Die einheimischen haben mit Brot geangelt und Pose. Die haben Meeräschen und eine Art von Barsche gefangen.

Gruss
Matthias


----------



## Agalatze (25. Mai 2006)

*AW: Angeln in Kroatien vom Strand aus.*

das angeln ist dort fast genauso wie in italien in der adria...
habe dort das vergnügen gehabt zur brandungs-WM für deutschland zu angeln. die meissten fische fängst du ganz dicht vom ufer...
die schweren brandungsruten sind in der regel nur bei heftiger welle zu gebrauchen.
wenn du noch fragen hast kannst mir ne pn schicken...


----------



## Hechtangler123 (28. Mai 2006)

*AW: Angeln in Kroatien vom Strand aus.*

Hallo,


so bin wieder da von Kroatien hab es denen einfach nur nachgemacht mit Brot und Pose.Habe so komische Fische gefangen mit gelben Streifen. Aber die haben für ihre größe sehr gut gezogen .

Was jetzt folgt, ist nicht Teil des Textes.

PR #888, opened 2026-08-03
Replace retired Google model ids and refresh the Anthropic presets

yochze:
Every Google preset in the catalog is unusable for a new API key, which is why the chat returned `google returned an error (404): This model models/X is no longer available` on each model the user picked:

| Old `model_id` | Real status |
|---|---|
| `gemini-3-pro-preview` | Listed under "Previous models — Shut down" |
| `gemini-2.5-pro` | Still in Google's model list, but the API 404s any project with no prior usage |
| `gemini-2.5-flash` | Same |

The 404 classifies as `provider_error` (`backend/app/ai/llm/errors.py:264`), which is both façade-retryable and fallback-eligible — so the retry and the fallback chain both walk to sibling Google models that are equally retired.

## Changes

**`backend/app/models/llm_model.py`** — Google presets replaced with ids verified against Google's model and pricing pages:

- `gemini-3.6-flash` — stable, 1,048,576 ctx, $1.50/$7.50 — now the provider default
- `gemini-3.1-pro-preview` — $2.00/$12.00 (tiered above a 200k prompt), selectable but not a default
- `gemini-3.5-flash-lite` — $0.30/$2.50 — small default

The pro tier has no stable id right now, so the default deliberately sits on a stable flash id rather than a preview one — a preview id is exactly what got shut down.

Anthropic: dropped Claude 4.6 Sonnet, added Claude Opus 5 (`claude-opus-5`, 1M ctx, 128K output, $5/$25, vision). The org default stays on Claude Sonnet 5.

**`backend/app/services/llm_service.py`** — removing ids from the catalog alone fixes nothing for existing installs: `_sync_provider_with_latest_models` skipped rows it couldn't find in the catalog, so dead presets stayed enabled and still held `is_default`. Preset rows whose id has left the catalog are now disabled and surrender their default flags, which lets the existing promotion step move the org onto the new default. Reports pinned to a retired model already fall back to the org default, since `get_default_model_for_report` filters on `is_enabled`.

Tests repointed off `claude-sonnet-4-6` to `claude-opus-5` (same 1M context and vision, so the assertions hold); concurrency probe default updated; changelog entry added.

## Verification

Catalog invariants pass — unique ids, at most one default and one small default per provider, all prices > 0.

111 LLM-related unit tests pass: fallback, error classification, model router, Google tool-schema and message translation, image generation, usage metering. The full `tests/unit` run exceeds the 900s container timeout, so I scoped it to the suites covering this change rather than leaving it half-run.

Sources: [Gemini models](https://ai.google.dev/gemini-api/docs/models), [Gemini pricing](https://ai.google.dev/gemini-api/docs/pricing), [forum report on the 2.5 404](``https://discuss.ai.google.dev/t/gemini-2-5-pro-returns-no-longer-available-to-new-users-contradicts-official-deprecation-date-oct-16-2026/176380).``

https://claude.ai/code/session_01N8KuRKZ4xCh7yJoTKxRNGJ

---
_Generated by [Claude Code](https://claude.ai/code/session_01N8KuRKZ4xCh7yJoTKxRNGJ)_

### DIFF
--- a/CHANGELOG.md
+++ b/CHANGELOG.md
@@ -1,5 +1,9 @@
 # Release Notes
 
+## Version 0.0.520 (August 3, 2026)
+- **Gemini works again** — every Google model on offer had been retired by Google, so each question came back with "this model is no longer available" and switching models just produced the same error on the next one; the list is now Gemini 3.6 Flash, Gemini 3.1 Pro and Gemini 3.5 Flash-Lite, and existing workspaces are moved off the dead models automatically
+- **Claude Opus 5 is available**, replacing Claude 4.6 Sonnet in the model list
+
 ## Version 0.0.519 (August 3, 2026)
 - **The AI remembers what it already did** — every tool result is now part of the conversation the model actually sees, so it stops re-reading files it just opened and re-running work it just finished; a file it pulls from a connection stays usable for the whole report instead of going stale after one step, and those background fetches no longer show up as attachments in your message box
 
--- a/backend/app/models/llm_model.py
+++ b/backend/app/models/llm_model.py
@@ -118,6 +118,19 @@ LLM_MODEL_DETAILS = [
         "output_cost_per_million_tokens_usd": 15.00
     },
     {
+        "name": "Claude Opus 5",
+        "model_id": "claude-opus-5",
+        "provider_type": "anthropic",
+        "is_preset": True,
+        "is_enabled": True,
+        "is_default": False,
+        "supports_vision": True,
+        "context_window_tokens": 1000000,
+        "max_output_tokens": 128000,
+        "input_cost_per_million_tokens_usd": 5.00,
+        "output_cost_per_million_tokens_usd": 25.00
+    },
+    {
         "name": "Claude Opus 4.8",
         "model_id": "claude-opus-4-8",
         "provider_type": "anthropic",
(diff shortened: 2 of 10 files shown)


yochze:
CI status — two red checks, both blocked on the same thing, and neither is caused by this diff.

**`integration-llms` — the OpenAI test account is out of credits.** All 8 failures are the `[openai]` parametrizations, failing with:

```
openai.RateLimitError: Error code: 429 - {'error': {'message': 'You have no credits remaining.
Add credits to continue using the API ...', 'type': 'insufficient_quota',
'code': 'credit_balance_exhausted'}}
```

Result was `8 failed, 6 passed, 12 skipped, 19 deselected` — every failure `[openai]`, and the Anthropic cases passed, so the catalog edit itself round-trips fine against a live provider.

**`playwright-tests` — same root cause, and already red on `main`.** The failing test is `onboarding-wizard.spec.ts:94` › "step 2: configure OpenAI LLM provider", waiting on `getByText(/successfully connected/i)`. The wizard's connection test makes a real OpenAI call, which returns the same quota error, so the success banner never renders. Run [30822866849](https://github.com/bagofwords1/bagofwords/actions/runs/30827288259) on `main` at `bee7385` — before this branch — fails on the identical assertion with the identical tally (`1 failed, 61 did not run, 3 passed`).

`integration-data-sources` is green; `unit-tests` and both `e2e-tests` legs were still running at the time of writing.

**Not fixing either**, because there's no code change that would: the blocker is billing on the `OPENAI_API_KEY_TEST` account. Adding credits should clear both. I deliberately did not paper over `integration-llms` by extending the workflow's provider skip list — flagging it instead, per the note in `.agents/skills/add-llm-provider-or-model/SKILL.md`. I'll re-check and report when the base branch recovers.

---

Danke für eure Antworten auch wenn sie zu spät waren.#6 
Grüße Dirk


----------



## Hechtangler123 (28. Mai 2006)

*AW: Angeln in Kroatien vom Strand aus.*



			
				boat_c19 schrieb:
			
		

> Weißt du wie groß die Kvarner Bucht ist?


 
Ja na Klar ich war bei Rabac in der nähe von Pula kennste das?

Gruß Dirk


----------



## boat_c19 (17. Juli 2006)

*AW: Angeln in Kroatien vom Strand aus.*



			
				Hechtangler123 schrieb:
			
		

> Ja na Klar ich war bei Rabac in der nähe von Pula kennste das?
> 
> Gruß Dirk


 
Hi Dirk, kenne ich, ist aber noch nicht der Kvarner, gehört noch zu Istrien, deshalb auch meine Rückfrage, hätte für den Bereich Lovran/Medveja/Ika und Rijeka Tipps gehabt, ein kleiner Teil des Kvarner.

LG
Boat


----------



## fishcat (9. August 2006)

*AW: Angeln in Kroatien vom Strand aus.*



boat_c19 schrieb:


> Hi Dirk, kenne ich, ist aber noch nicht der Kvarner, gehört noch zu Istrien, deshalb auch meine Rückfrage, hätte für den Bereich Lovran/Medveja/Ika und Rijeka Tipps gehabt, ein kleiner Teil des Kvarner.
> 
> LG
> Boat


 
Hi Boat_c19,
bin ab 14.08. zum 20 sten Mal in meinem Leben in Moscenicka Draga, direkt neben Medveja/Lovran.
Ich habe bisher nur nachts im Hafenbecken auf Aal geangelt.
Welche Tipps hättest Du denn ?


----------



## getchyouzander (13. August 2006)

*AW: Angeln in Kroatien vom Strand aus.*



Hechtangler123 schrieb:


> Hallo,
> 
> 
> so bin wieder da von Kroatien hab es denen einfach nur nachgemacht mit Brot und Pose.Habe so komische Fische gefangen mit gelben Streifen. Aber die haben für ihre größe sehr gut gezogen .
> ...



Hallo,
solche mit gelben Streifen und barschartigen Flossen hab ich in Istrien und Kroatien auch schon öfter gefangen. Heißen dort Oblada wenn ich mich recht erinnere. Sollen auch gut schmecken:m.


----------